* TASK BRIEF:
Lines with the string "info" are to be identified in the listing and copied.

* RECORDS PROVIDED:
━━━━

Issue #6085, opened 2023-04-04
Extraneous characters on runtime logs with docker compose


klutzer:
### Expected Behavior
It seems Tilt is appending some characters in front of each runtime log line for all containers running with `docker_compose`/`dc_resource` commands. Like the image below:
![image](https://user-images.githubusercontent.com/10657645/229817336-77ff2a53-91d5-488f-b3e9-511351003575.png)

This happens for all containers, another example using localstack container:
![image](https://user-images.githubusercontent.com/10657645/229817652-0cd8ffe3-bfd9-482c-8013-d6f9ca28409b.png)

This is not a docker compose problem, as we can see the logs without those characters running `docker compose logs`:
![image](https://user-images.githubusercontent.com/10657645/229818919-69735f67-2436-4453-babd-c0bf2b9e1c3a.png)

I supposed this behavior is coming from some internal Tilt processing. It's important to say it started to happen after upgrading Tilt to the last version, so in versions lower than `v0.30.12` the problem didn't occur.

### Current Behavior
Described above.

### Steps to Reproduce
1. With the last version of Tilt, configure a Tiltfile with `docker_compose` and `dc_ resource` commands.
2. Go to the UI interface and see the Runtime logs of any container

#### `tilt doctor` Output

```
$ tilt doctor
Tilt: v0.32.0, built 2023-03-13
System: linux-amd64
---
Docker
- Host: unix:///var/run/docker.sock
- Server Version: 23.0.2
- API Version: 1.42
- Builder: 2
- Compose Version: v2.17.2
---
Kubernetes
- Env: 
- Context: 
- Cluster Name: Unknown
- Namespace: default
- Container Runtime: unknown
- Version: Error: invalid configuration: no configuration has been provided, try setting KUBERNETES_MASTER environment variable
- Cluster Local Registry: none
---
Thanks for seeing the Tilt Doctor!
Please send the info above when filing bug reports. 💗

The info below helps us understand how you're using Tilt so we can improve,
but is not required to ask for help.
---
Analytics Settings
--> (These results reflect your personal opt in/out status and may be overridden by an `analytics_settings` call in your Tiltfile)
- User Mode: opt-out
- Machine: 88a4b10099a8eca87f65c1df21c6c005
- Repo: FDpe9se1/r7m8/NJ7B+AhA==
```

#### About Your Use Case
This bug could mislead to false interpretations of containers outputs as we're seeing strange info in front of each log line

nicks:
[...]

PR #6087, opened 2023-04-04
dockercompose: fix bug in log decoding

nicks:
detects when logs are multiplexed and de-multiplexes them

fixes https://github.com/tilt-dev/tilt/issues/6085


nicks:
most of this pr is just threading through the right configs

milas (approved):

━━━━

* FINISHED EXERCISE:
Please send the info above when filing bug reports. 💗
The info below helps us understand how you're using Tilt so we can improve,
This bug could mislead to false interpretations of containers outputs as we're seeing strange info in front of each log line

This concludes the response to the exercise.